Desta forma, apesar da importância da declaração de Öcalan, a probabilidade de que esta leve ao fim imediato do conflito continua a ser extremamente baixa. O movimento curdo está demasiado fragmentado e os grupos armados continuam a operar como actores independentes. No entanto, este apelo cria uma janela única de oportunidade para uma solução pacífica que, em circunstâncias favoráveis, poderia conduzir a uma redução gradual das tensões. A grande questão é se as autoridades turcas e os mediadores internacionais serão capazes de aproveitar este momento para alcançar um progresso político real.

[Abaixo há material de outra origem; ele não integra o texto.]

PR #2023, opened 2026-07-29
Prevent legacy Terraform scanner references

kin0992:
## Summary
- Add a pre-commit guard that rejects new tfsec references.
- Keep the guard itself excluded from the scan because it contains the detection pattern.

## Validation
- ShellCheck passed.
- The guard correctly failed on a temporary legacy annotation and passed after cleanup.

Depends on #2022.

### DIFF
--- a/infra/scripts/check-legacy-scanner-reference.sh
+++ b/infra/scripts/check-legacy-scanner-reference.sh
@@ -3,7 +3,7 @@
 set -euo pipefail
 
 if matches=$(git grep -n -i -e 'tfsec' -- . ':(exclude)infra/scripts/check-legacy-scanner-reference.sh'); then
-  echo "Legacy Terraform scanner references were found:"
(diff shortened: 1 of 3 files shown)


infra/scripts/check-legacy-scanner-reference.sh
```diff
@@ -0,0 +1,9 @@
+#!/usr/bin/env bash
+
+set -euo pipefail
+
+if matches=$(git grep -n -i -e 'tfsec' -- . ':(exclude)infra/scripts/check-legacy-scanner-reference.sh'); then
+  echo "Legacy Terraform scanner references were found:"
```
lucacavallaro: suggestion: Clarify that the output below contains the matching references.

```suggestion
  echo "Deprecated tfsec references detected. Please use Trivy instead. Matches found:"
```

lucacavallaro (approved):

PR #2026, opened 2026-07-29
Deduplicate findings and separate governance from cost

mamu0:
## What
Unifies findings from AZQR, Azure Advisor and the live-scan custom analyzers on a `resourceId + recommendationId` key, and separates governance/diagnostic observations from actual billable waste.

## Why
The same waste (e.g. an unattached disk) could be reported once per source, inflating the report and making the FinOps signal noisy. Governance findings (missing tags, wrong location, ...) were also tagged `category: "cost"`, suggesting a "saving" that doesn't exist and risking false dedup matches.

## How
- `Finding` gains an optional `recommendationId`, normalised onto a shared vocabulary: `orphan.<resourceType>` for orphaned resources (any source),  `advisor.<recommendationTypeId>`, `azqr.<recommendationId>`.
- New `azure/finding-dedup.ts`: `foldDuplicateFinding` collapses an incoming AZQR finding onto an already-collected one for the same resource, keeping max severity + the only available monetary estimate, and annotating the corroborating source (`Also flagged by azqr as an orphaned resource.`). Applied during `ingestAzqrReport`. Findings without a `recommendationId` (all custom sentence-level findings today) never participate - no guesswork dedup.
- New `azure/finding-category.ts`: custom analyzer sentences about missing tags, unpreferred location, unsupported resource type, or a failed detail lookup are now `operationalExcellence` instead of `cost`.
- The Azure Advisor Cost query (`Category eq 'Cost'`) is unchanged - it remains the only source of `estimatedMonthlySavings`.

## Testing
`pnpm nx run-many -t test typecheck lint build format:check -p @pagopa/dx-savemoney @pagopa/dx-cli` - all green, 186 tests in savemoney (+26).

Or local usage:

```bash
pnpm nx build @pagopa/dx-cli --skip-nx-cache
azqr scan --subscription-id 0000 --mask=false --json
node ./apps/cli/bin/index.js savemoney --azqr-report ./azqr_action_plan_xxxx_yy_zz_T123456.json --format lint > savemoney_result.md
```

Example result:
<kbd>
  image
</kbd>

Resolves: CES-2193

### DIFF
--- a/.nx/version-plans/version-plan-1785249132426.md
+++ b/.nx/version-plans/version-plan-1785249132426.md
@@ -1,0 +1,22 @@
+---
+'@pagopa/dx-savemoney': patch
+---
+
+Deduplicate findings across sources and separate governance from cost.
+
+Findings are now unified on a `resourceId + recommendationId` key: the new
+optional `Finding.recommendationId` normalises each source's native identifier
+onto a shared vocabulary (`orphan.<resourceType>` for orphaned resources,
+`advisor.<recommendationTypeId>` for Azure Advisor, `azqr.<recommendationId>`
+for the remaining AZQR rows). When an AZQR row collides with a finding already
+reported by the live scan or by Azure Advisor for the same resource, the row is
+dropped and the surviving finding keeps the highest severity and the only
+available monetary estimate, gaining a note that records the corroborating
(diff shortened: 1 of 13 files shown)


gunzip (approved):
very good!

PR #2029, opened 2026-07-31
Upgrade TypeScript

lucacavallaro:


packages/azure-tracing/package.json
```diff
@@ -102,13 +102,13 @@
     "eslint": "catalog:",
     "redis": "^5.12.1",
     "testcontainers": "^12.0.4",
-    "tsup": "catalog:",
+    "tsdown": "catalog:",
```
kin0992, line 105: **issue**: I think this is out of scope.

The PR should handle only the TS upgrade, not changing the bundler (which should be in a separate PR)

pnpm-workspace.yaml
```diff
@@ -56,7 +56,7 @@ catalog:
   tslib: ^2.8.1
   tsup: ^8.5.1
   tsx: ^4.23.1
-  typescript: ~5.9.3
+  typescript: ~6.0.3
```
kin0992, line 59: **question**: why not moving directly to version 7?

.nx/version-plans/version-plan-1785514869108.md
```diff
@@ -0,0 +1,5 @@
+---
+'@pagopa/azure-tracing': patch
+---
+
+Build the package with TypeScript 6-compatible tooling without changing its public API.
```
kin0992, line 5: **question**: is this true? is `tsup` not working with version 6?

kin0992: **note**: it looks to me that `tsup` continues to work with TS 6: https://github.com/pagopa/dx/actions/runs/30647189843/job/91211379188?pr=2029#step:9:980

packages/azure-tracing/package.json
lucacavallaro: I will check that, If I remember correctly, `tsup` does not work with latest typescript version due to compiler changes.

pnpm-workspace.yaml
lucacavallaro: @kin0992 version 7 is a complete rewrite in Go, that can break our toolchain and IDE-integration. Version `6.x` is a "migration release" meant to prepare the codebase to be ported on version 7 (which shares the same config file and same deprecations).

I prefer to do a gradual upgrade, in order to avoid breaking our tools.

PR #2048, opened 2026-08-05
Fix mise permissions in runner image

christian-calabrese:
## Summary

- grant the runner user write access to standard XDG tool directories without changing ownership elsewhere
- pre-install a pinned image baseline containing AWS CLI, Azure CLI, and zip, with uv as the Azure CLI backend dependency
- keep Node.js, Python, Go, and Terraform managed by their official workflow setup actions
- disable setup-action-owned runtimes in mise by default for every DX runner workflow
- resolve Node.js, pnpm, Python, and Terraform versions from their idiomatic project files
- configure Node.js once through `actions/setup-node` and cache the selected package manager after Corepack is enabled
- pin a known-good official runner image digest and reject images with an empty startup script or JavaScript Actions runtime
- remove redundant image stages and the dedicated APT package layer
- document the scoped writable directories and add a patch version plan

## Why

`Setup repository tools` failed because mise backends could not write to their expected directories. The image now grants narrowly scoped ownership instead of recursively changing the complete user-local tree.

The image baseline includes only common cloud tooling. The image also sets `MISE_DISABLE_TOOLS=go,node,pnpm,python,terraform`, preventing workflows from accidentally duplicating or shadowing runtimes installed by setup actions. Idiomatic version files keep local mise and workflow setup actions on the same runtime versions.

Local testing also exposed an incomplete upstream amd64 runner image whose `run.sh` and internal Node 24 binary were empty. Build-time smoke checks prevent publishing an image that can register with GitHub but cannot execute JavaScript actions.

## Validation

- built the self-hosted runner image through Nx
- executed AWS CLI, Azure CLI, uv, and zip directly from the image PATH
- confirmed Node.js, Python, and Terraform are absent from the image baseline
- confirmed the image policy skips Node.js, pnpm, Python, Go, and Terraform during repository mise installation
- confirmed local mise resolves Node.js from `.node-version`, pnpm from `package.json`, Python from `.python-version`, and Terraform from `.terraform-version`
- confirmed the Node.js setup action configures the requested runtime once and resolves the pnpm cache after Corepack is enabled
- completed the full Static Review flow on the candidate runner image during local end-to-end testing

Part of CES-2228


containers/self-hosted-runner/Dockerfile
```diff
@@ -11,55 +11,59 @@ ARG MISE_SHA256=961b1fcc78830e861ab887abd19d9b961478bcf252e37881fdd61c81388308d4
...
 ENV MISE_DATA_DIR=/home/runner/.local/share/mise
-ENV PATH="${MISE_DATA_DIR}/bin:${PATH}"
+ENV PATH="${MISE_DATA_DIR}/shims:${MISE_DATA_DIR}/bin:${PATH}"
 
 USER root
 RUN printf 'Acquire::Retries "5";\nAcquire::http::Timeout "30";\nAcquire::https::Timeout "30";\n' \
     > /etc/apt/apt.conf.d/80network-retries && \
     apt-get update && apt-get install -y --no-install-recommends \
-    zip wget xz-utils && \
+    zip wget && \
```
krusty93: question: Do we have this entire stage only to install zip and wget?

containers/self-hosted-runner/Dockerfile
```diff
@@ -11,55 +11,59 @@ ARG MISE_SHA256=961b1fcc78830e861ab887abd19d9b961478bcf252e37881fdd61c81388308d4
...
     apt-get clean && rm -rf /var/lib/apt/lists/*
 
 # === Stage 2: Install mise ===
 FROM base AS mise
 ARG MISE_VERSION
 ARG MISE_SHA256
-RUN mkdir -p "${MISE_DATA_DIR}/bin"
+RUN install -d -o runner -g runner -m 0755 \
```
krusty93, line 15: question: is there documentation for these paths?

containers/self-hosted-runner/Dockerfile
```diff
@@ -11,55 +11,59 @@ ARG MISE_SHA256=961b1fcc78830e861ab887abd19d9b961478bcf252e37881fdd61c81388308d4
...
 USER runner
 
+RUN cd /home/runner && \
+    mise trust mise.toml && \
+    mise install && \
+    openssl version && \
+    mise --version && \
+    mise exec -- aws --version && \
+    mise exec -- az version && \
+    mise exec -- node --version && \
```
krusty93: issue: Nod, python and Terraform should be installed via setup actions

christian-calabrese: Removed Node.js, Python, and Terraform from the image baseline. Static Review now uses MISE_DISABLE_TOOLS so CI skips Node.js, Python, Go, and Terraform while local mise installs the full toolchain; the workflow setup actions own those runtimes. Added setup-python and made node-setup bootstrap Node.js through actions/setup-node when the runner has no global Node.js.

containers/self-hosted-runner/Dockerfile
christian-calabrese: Documented every writable path and its consumer in the runner README. The Dockerfile now also explains why ownership is intentionally scoped to these directories.

containers/self-hosted-runner/Dockerfile
christian-calabrese: Collapsed the redundant base stage into the mise stage and removed the unused wget package. zip remains a runtime dependency because repository deployment and artifact actions invoke it directly.

mise.toml
```diff
@@ -11,7 +11,7 @@ jq = "1.8"
 node = { version = "24.14", postinstall = "corepack enable" }
 "npm:nx" = "22.7"
 pre-commit = "4.6"
-python = { version = "3.14.6", postinstall = "python -m ensurepip --upgrade" }
+python = { version = "{{ read_file(path='.python-version') | trim }}", postinstall = "python -m ensurepip --upgrade" }
```
krusty93: question: why the approach for python is different?

mise.ci.toml
lucacavallaro, line 1: **Issue:** This information should be hardcoded in the pipeline or in the runner image, because it will have the same content for all monorepos.

In general, we should introduce new configuration file to the monorepo skeleton only when we expect that there is a behavior that should be customized by our consumers. In this case, the behavior will be the same for all.

lucacavallaro (changes requested):

mise.toml
christian-calabrese: Already fixed!

mise.ci.toml
christian-calabrese: Implemented as an env variable in the dockerfile. This can be overridden inside a workflow if needed

.github/actions/node-setup/action.yaml
```diff
@@ -19,8 +19,24 @@ runs:
...
+      run: |
+        if ! command -v node >/dev/null || ! command -v corepack >/dev/null; then
+          echo "bootstrap=true" >> "$GITHUB_OUTPUT"
+        fi
+
+    - name: Bootstrap Node.js
+      if: ${{ steps.detect-node.outputs.bootstrap == 'true' }}
+      uses: actions/setup-node@48b55a011bda9f5d6aeb4c2d9c7362e8dae4041e # v6.4.0
+      with:
+        node-version-file: .node-version
```
lucacavallaro: **Suggestion:** `actions/setup-node` does more that just installing node, so it must always run.

I suggest to remove the `detect-node` and keep only the `Bootstrap Node.js` step

.github/workflows/validate-v2.yaml
```diff
@@ -98,6 +98,11 @@ jobs:
       - name: Setup Node.js
         uses: pagopa/dx/.github/actions/node-setup@main
 
+      - name: Setup Python
+        uses: actions/setup-python@5fda3b95a4ea91299a34e894583c3862153e4b97 # v7.0.0
+        with:
+          python-version-file: ".python-version"
```
lucacavallaro: **Thought:** we should find a way to install only the tool needed by the repository. 

For instance, `Go` and `Python` are used only by `pagopa/dx`. Other projects (like SelfCare) use `Java`, other requires only `Node.js`.

I think it is an issue that can be addressed later, before opening this workflow to others.

containers/self-hosted-runner/Dockerfile
```diff
@@ -11,55 +11,64 @@ ARG MISE_SHA256=961b1fcc78830e861ab887abd19d9b961478bcf252e37881fdd61c81388308d4
...
+        /home/runner/.local/bin \
+        /home/runner/.local/share/aube \
+        /home/runner/.local/share/gh \
+        /home/runner/.local/state/mise \
+        /home/runner/.config/mise \
+        /home/runner/.cache/mise \
+        /home/runner/.cache/node \
+        /home/runner/.cache/rosetta \
+        /home/runner/.cache/sigstore-rust \
+        /home/runner/.cache/uv
```
lucacavallaro: **Question:** can you please explain this change? Why it is needed?

Keep in mind that we don't know what tools `mise` will install, but there there are specific tool listed (`gh`, `uv`)

containers/self-hosted-runner/README.md
```diff
@@ -34,10 +44,48 @@ The Docker image includes an entrypoint script (`entrypoint.sh`) that is respons
...
+
+This prevents repository `mise.toml` files from duplicating or shadowing the
+runtimes installed by workflow setup actions. The policy is part of the image
+so every workflow using the DX runner receives the same safe default. A
+workflow that does not use those setup actions can explicitly opt back in:
+
+```yaml
+env:
+  MISE_DISABLE_TOOLS: ""
+```
```
lucacavallaro: **Nitpick:** we don't want/expect that users will customize this behavior because it may lead to bad practices (like installing node without properly configure the package manager cache)

So, I would remove this paragraph

lucacavallaro (changes requested):

.github/actions/node-setup/action.yaml
christian-calabrese: Done. `actions/setup-node` now always runs, so Node.js is configured consistently and the action can apply all of its setup behavior before Corepack and package-manager caching.

containers/self-hosted-runner/README.md
christian-calabrese: Done. I removed the override guidance from the README so the image policy remains the single expected behavior and runtimes continue to be configured through the setup actions.

.github/workflows/validate-v2.yaml
christian-calabrese: Agreed. I removed the unnecessary Python setup from Static Review. Go remains for the current DX validation targets; selecting setup actions from each repository’s actual requirements should be addressed separately before making this workflow generally available.

containers/self-hosted-runner/Dockerfile
christian-calabrese: The original list covered the paths observed for the current mise backends, but it could not support tools we do not know in advance. I replaced the tool-specific directories with the standard XDG roots (`~/.local/share`, `~/.local/state`, `~/.config`, and `~/.cache`, plus `~/.local/bin`). This keeps ownership scoped outside the rest of the home while allowing arbitrary repository mise backends to write to their conventional locations.

.github/actions/node-setup/action.yaml
```diff
@@ -19,8 +19,15 @@ runs:
   using: "composite"
 
   steps:
+    - name: Bootstrap Node.js
+      uses: actions/setup-node@48b55a011bda9f5d6aeb4c2d9c7362e8dae4041e # v6.4.0
+      with:
+        node-version-file: .node-version
```
lucacavallaro: **Issue:** `actions/setup-node` is called to times inside this action

I think this step should be removed

containers/self-hosted-runner/README.md
```diff
@@ -34,10 +45,39 @@ The Docker image includes an entrypoint script (`entrypoint.sh`) that is respons
...
 ## Testing
 
 The image includes basic tests to verify the installation of key tools:
 
-- Node.js (`node --version`)
-- npm (`npm --version`)
 - mise (`mise --version`)
+- AWS CLI (`aws --version`)
+- Azure CLI (`az version`)
+- uv (`uv --version`)
```
lucacavallaro: **Question:** why is `uv` pre-installed?

lucacavallaro (changes requested):

.github/actions/node-setup/action.yaml
lucacavallaro: sorry I inverted the action names by mistake, the one to be removed was `Bootstrap Node.js` and not the other (the un-named one)

because the former had the appropriate config for the pm as well, so please remove `Bootstrap Node.js` and keep the original `setup-node`, in the same position.

containers/self-hosted-runner/README.md
christian-calabrese: `uv` is not an Azure CLI runtime dependency; it is required by mise’s `pipx:azure-cli` backend to install Azure CLI. Mise does not bootstrap `uv` or `pipx` itself, and an isolated installation fails when neither is available. Installing Azure CLI through Microsoft’s OS packages would avoid `uv`, but would move it outside the mise-managed image baseline; the Conda backend currently provides only Azure CLI 2.74.0, below the pinned 2.87.0.

.github/actions/node-setup/action.yaml
christian-calabrese: Thanks for clarifying. Done: the `Bootstrap Node.js` step has been removed and the original `actions/setup-node` invocation remains as the only Node setup step. Package-manager cache resolution now runs after Corepack because the built-in pnpm/yarn cache handling invokes the package manager before Corepack exposes its shims on this runner.

.github/actions/node-setup/action.yaml
christian-calabrese: Fixed: `actions/setup-node` is now invoked only once. The duplicate bootstrap step was removed.

.nx/version-plans/version-plan-1785931489400.md
```diff
@@ -0,0 +1,7 @@
+---
+self-hosted-runner: patch
+---
+
+Make mise user directories writable and reject incomplete upstream runner
```
krusty93: question:
> reject incomplete upstream runner images

What does it mean?

.nx/version-plans/version-plan-1785931489400.md
```diff
@@ -0,0 +1,7 @@
...
+images. Pre-install a common cloud and archive tool baseline through mise while
```
krusty93:
```suggestion
images. Install `aws-cli`, `az-cli` and `zip` through mise.
```

.nx/version-plans/version-plan-1785931489400.md
```diff
@@ -0,0 +1,7 @@
+---
```
krusty93, line 1: nitpick: I'm not sure this file should be formatted this way, it makes revision harder

.nx/version-plans/version-plan-1785931489400.md
```diff
@@ -0,0 +1,7 @@
...
+self-hosted-runner: patch
+---
+
+Make mise user directories writable and reject incomplete upstream runner
+images. Pre-install a common cloud and archive tool baseline through mise while
+leaving language runtimes and Terraform to workflow setup actions by default.
```
krusty93:
```suggestion
```

containers/self-hosted-runner/Dockerfile
```diff
@@ -1,8 +1,8 @@
 
-# === Stage 1: Use base Runner and install tools ===
-ARG RUNNER_DIGEST
+# === Stage 1: Install runner dependencies and mise ===
+ARG RUNNER_DIGEST=sha256:3f06bf70688f9d314884d5bde3e7403eaea257d9a5120a635f4b7788d3411bf2
```
krusty93: thought: Setting the runner digest as `ARG` is not meaningful, nor used. To me it can be removed and simplified.

2nd thought: we should also import [this workflow](https://github.com/pagopa/github-self-hosted-runner-azure/blob/main/.github/workflows/check-release.yml) (made by us btw)

containers/self-hosted-runner/mise.toml
```diff
@@ -0,0 +1,9 @@
+[tools]
```
krusty93, line 1: question: why those are set at this level only? the repo needs aws and az cli too - we had them in repository's devcontainer

containers/self-hosted-runner/Dockerfile
```diff
@@ -11,55 +11,65 @@ ARG MISE_SHA256=961b1fcc78830e861ab887abd19d9b961478bcf252e37881fdd61c81388308d4
...
+    mise trust mise.toml; \
+    mise install; \
+    mise ls --current
+
+RUN set -eux; \
+    cd /home/runner; \
+    openssl version; \
+    mise --version; \
+    corepack --version; \
+    mise exec -- aws --version; \
```
krusty93, line 59: question: are those needed as `ls --current` runs before?

containers/self-hosted-runner/Dockerfile
```diff
@@ -11,55 +11,65 @@ ARG MISE_SHA256=961b1fcc78830e861ab887abd19d9b961478bcf252e37881fdd61c81388308d4
...
+    mise exec -- az version; \
+    mise exec -- uv --version; \
+    mise exec -- zip -v | head -n 2
+
+RUN set -eux; \
```
krusty93, line 64: question: what's the goal here?

containers/self-hosted-runner/Dockerfile
christian-calabrese: It is used in the very next line

`FROM ghcr.io/actions/actions-runner${RUNNER_DIGEST:+@${RUNNER_DIGEST}} AS mise`

But i agree we can integrate that workflow to keep it updated

containers/self-hosted-runner/mise.toml
christian-calabrese: They are already present in the repository `mise.toml` file. This is a way to pre-install in the docker image some common packages that are always required.

.nx/version-plans/version-plan-1785931489400.md
christian-calabrese: Good point. I kept the required Nx front matter, but moved the description to a single line to make the diff easier to review.

containers/self-hosted-runner/Dockerfile
christian-calabrese: This checks the contract we rely on from the upstream Actions runner image: `run.sh` must be present to start the runner, and the embedded Node.js runtime must be available for JavaScript actions. Failing during the image build is preferable to discovering an incomplete or incompatible base image when a job starts.

.nx/version-plans/version-plan-1785931489400.md
christian-calabrese: Removed. The version plan now only describes the tools added to the image.

.nx/version-plans/version-plan-1785931489400.md
christian-calabrese: Agreed, this is clearer. I updated the version plan accordingly.

.nx/version-plans/version-plan-1785931489400.md
christian-calabrese: It referred to the build-time checks for the upstream runner files (`run.sh` and the embedded Node.js runtime), but that is an implementation detail rather than a useful release note. I removed it from the version plan.

containers/self-hosted-runner/Dockerfile
christian-calabrese: Yes. `mise ls --current` confirms that mise selected the expected versions, while these commands verify that the installed binaries are actually executable and that their runtime dependencies are intact. This makes the image build fail before publishing a broken tool installation.

containers/self-hosted-runner/Dockerfile
christian-calabrese: I revisited this and simplified it. The Dockerfile now uses an explicit `ghcr.io/actions/actions-runner:2.335.0@sha256:...` reference, so I removed the `RUNNER_DIGEST` argument and label. I did not import the linked workflow because image releases are now handled by Nx through our Docker plugin; I removed the legacy self-hosted runner release workflow instead. Renovate already supports version-plus-digest Docker references, and a local dry-run correctly detected the `2.335.0` → `2.336.0` update, including the new digest and target branch. The Docker build currently rejects `2.336.0` because its `run.sh` and embedded Node.js runtime are empty, which is also why having Renovate open a validated PR is safer than silently building `latest`.

containers/self-hosted-runner/Dockerfile
krusty93: Thanks, as I expected. to me it's ok to leave it here as it's already been written, but as the base image provides that runtime I suspect this check could be removed

containers/self-hosted-runner/mise.toml
krusty93: so why duplicate here aws and az cli? Asking because we must keep versions in sync

christian-calabrese: This mise.toml file in the docker container has been introduced after [this question](https://github.com/pagopa/dx/pull/2048#discussion_r3727317954) by @lucacavallaro 

Keeping the packages in both files allows to:
- pre-install basic tools in the docker image to reduce install time in CI/CD workflows
- keep local mise installation compliant with all the required tools

Do you think we should add more or remove any?

krusty93: What are the effects to other repos if we update the version here only? Keep in mind az cli gets a new version one or two times per month

Also, we use few of [these extensions](https://learn.microsoft.com/en-us/cli/azure/azure-cli-extensions-list?view=azure-cli-latest). I think they must be added here too

christian-calabrese: If other repos require a newer version of the az cli, they can create a `mise.toml `file specifying an updated (or latest) version

However, we can always install the latest versions so that the latest available is built into the docker image every time we rebuild it

krusty93: I prefer this approach. I think ICs will use brew to always have the latest versions of these tools

lucacavallaro: @krusty93 But we aren't configuring `mise` for local development, only for CI.

We need to have `az-cli` and `aws-cli` stable and predictable for CI, so why should we align with our consumers' usage on their machines?

krusty93: TLDR: We took the decision to remove az and aws clis from here because restoring cache is faster than we thought (8s)

containers/self-hosted-runner/README.md
```diff
@@ -34,10 +46,39 @@ The Docker image includes an entrypoint script (`entrypoint.sh`) that is respons
...
+so every workflow using the DX runner receives the same safe default.
+
 ## Testing
 
 The image includes basic tests to verify the installation of key tools:
 
-- Node.js (`node --version`)
-- npm (`npm --version`)
 - mise (`mise --version`)
+- AWS CLI (`aws --version`)
```
krusty93:
```suggestion
```

containers/self-hosted-runner/README.md
```diff
@@ -34,10 +46,39 @@ The Docker image includes an entrypoint script (`entrypoint.sh`) that is respons
...
+- Azure CLI (`az version`)
```
krusty93:
```suggestion
```

lucacavallaro (approved):

krusty93 (approved):

PR #2050, opened 2026-08-05
Fix module.register() deprecation warning in CLI

mamu0:
The `dx` CLI preload module (apps/cli/src/adapters/azure-monitor/instrumentation.ts) used `module.register()` from node:module to install the import-in-the-middle ESM hook before any HTTP client libraries are loaded. Since Node.js marked this API as deprecated (DEP0205), every CLI invocation printed:

```
  (node:XXXXX) [DEP0205] DeprecationWarning: `module.register()` is deprecated.
  Use `module.registerHooks()` instead.
```

import-in-the-middle@3.3.2 ships a synchronous alternative based on `module.registerHooks()` (register-hooks.mjs), which avoids the deprecated API and the message-channel round-trip entirely.
It's only supported on Node.js versions where a related core bug (nodejs/node#59929) is fixed: `>=22.22.3, >=24.11.1, >=25.1.0, >=26.0.0`.
Since apps/cli declares `engines.node: >=22.0.0`, a wider range, this change adds a dual path:

- Use the synchronous `registerHooks()` API when `supportsSyncHooks()` reports the running Node.js correctly supports it.
- Otherwise fall back to the existing `module.register()` + `createAddHookMessageChannel`/`waitForAllMessagesAcknowledged` approach, so older supported Node.js versions keep working exactly as before (with the same deprecation warning, since Node itself hasn't removed the old API).

Also adds an ambient module declaration for `import-in-the-middle/register-hooks.mjs`, since the package ships
`register-hooks.d.ts` rather than `register-hooks.d.mts`, which TypeScript's `node16`/`nodenext` module resolution doesn't associate with the `.mjs` file.

Verified manually on Node.js 26 (sync path, no warning) and by temporarily forcing the fallback branch (old behavior, warning still present as expected on unsupported Node versions).

Resolves: CES-2232

### DIFF
--- a/apps/cli/src/adapters/azure-monitor/import-in-the-middle-register-hooks.d.ts
+++ b/apps/cli/src/adapters/azure-monitor/import-in-the-middle-register-hooks.d.ts
@@ -1,16 +1,11 @@
 /**
  * Ambient module declaration for `import-in-the-middle/register-hooks.mjs`.
  *
- * The package ships `register-hooks.d.ts` (not `.d.mts`), which TypeScript's
- * `node16`/`nodenext` module resolution does not associate with the `.mjs`
- * implementation file, so the subpath import would otherwise be untyped.
+ * The package ships `register-hooks.d.ts`, not `.d.mts`, so TS's node16/nodenext
+ * resolution can't match it to the `.mjs` file. Re-exporting from the real
+ * declaration keeps this in sync with upstream instead of hand-copying types.
  */
-declare module "import-in-the-middle/register-hooks.mjs" {
-  export type RegisterHooksOptions = {
-    exclude?: (RegExp | string)[];
-    include?: (RegExp | string)[];
-  };
 
-  export function register(options?: RegisterHooksOptions): void;
-  export function supportsSyncHooks(): boolean;
+declare module "import-in-the-middle/register-hooks.mjs" {
+  export * from "import-in-the-middle/register-hooks.d.ts";
 }
--- a/apps/cli/src/adapters/azure-monitor/import-in-the-middle-register-hooks.d.ts
+++ b/apps/cli/src/adapters/azure-monitor/import-in-the-middle-register-hooks.d.ts
@@ -1,0 +1,16 @@
+/**
+ * Ambient module declaration for `import-in-the-middle/register-hooks.mjs`.
+ *
+ * The package ships `register-hooks.d.ts` (not `.d.mts`), which TypeScript's
+ * `node16`/`nodenext` module resolution does not associate with the `.mjs`
+ * implementation file, so the subpath import would otherwise be untyped.
+ */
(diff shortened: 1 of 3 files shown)


gunzip:
related issue upstream: https://github.com/open-telemetry/opentelemetry-js/issues/4933#issuecomment-4593525039

apps/cli/src/adapters/azure-monitor/import-in-the-middle-register-hooks.d.ts
```diff
@@ -0,0 +1,16 @@
...
+ */
+declare module "import-in-the-middle/register-hooks.mjs" {
+  export type RegisterHooksOptions = {
+    exclude?: (RegExp | string)[];
+    include?: (RegExp | string)[];
+  };
+
+  export function register(options?: RegisterHooksOptions): void;
+  export function supportsSyncHooks(): boolean;
+}
```
lucacavallaro, line 11: **question:** why does this declaration file is needed?

lucacavallaro (approved):

apps/cli/src/adapters/azure-monitor/import-in-the-middle-register-hooks.d.ts
gunzip: isn't the reason pointed by the comment?

mamu0: `import-in-the-middle` ships `register-hooks.d.ts` (not `.d.mts`) for its `register-hooks.mjs` file, and TS's `node16`/`nodenext` resolution doesn't match declaration files across extensions, so the subpath import ends up untyped (TS7016). This ambient declaration is the minimal fix instead of using `any`/`@ts-expect-error`. It's a known upstream packaging gap (one of the commenters in the linked OTel issue hit the same "missing types" problem).

lucacavallaro: Can the types be imported from the `d.ts` file (using `import type` ...) instead of being re-declared?

My main concern here is that our static checks won't catch any future API changes in `import-in-the-middle`, because we are overriding its typings. This will lead to runtime errors for our consumers.

mamu0: Good catch, you're right, we can.
Updated to `export * from "import-in-the-middle/register-hooks.d.ts"` instead of restating the signatures ([b6aab47](https://github.com/pagopa/dx/pull/2050/commits/b6aab47e0cac3e04c539f6a611e657ac28e4c66c)). This re-exports the real upstream types, so if their API changes, typechecking will fail instead of silently drifting. Verified this by temporarily breaking the API usage locally, the build correctly errors.

lucacavallaro (approved):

A questão curda, a par do conflito mais amplo no Médio Oriente, continua a ser um dos desafios fundamentais de toda a região. Infelizmente, tanto as potências ocidentais como os actores regionais frequentemente exploram os curdos como uma ferramenta política para pressionar a Turquia, o Irão, o Iraque e a Síria. Contudo, é crucial reconhecer que os líderes curdos devem priorizar a integração nos Estados onde residem, em vez de prosseguir com a defesa da criação de um Estado independente. Tal movimento poderia desencadear uma perigosa reacção em cadeia, levando a intermináveis conflitos étnicos sectários em todo o Médio Oriente, desestabilizando ainda mais uma região já fragilizada.
Murad Sadygzade, presidente do Instituto de Estudos do Médio Oriente da Universidade Estatal de Moscovo.